What the task requires:
Each line of the data that includes "opened" must be copied.

# # #

PR #666, opened 2022-12-07
Beta release

JigarJoshi:


JigarJoshi:
CLI test is expected to fail because of circular dependency between server and CLI. Once server is released CLI will get released with fixes and it will come to green ground.

himank (approved):

PR #672, opened 2022-12-10
Import API added

efirs:
API for importing user documents with schema inference and evolution. User can provide a list of autogenerated and primary key fields. If primary key is not provided and document has field 'id' ot type 'uuid' it's used as collection's autogenerated primary key.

# # #

Reply:
PR #666, opened 2022-12-07
PR #672, opened 2022-12-10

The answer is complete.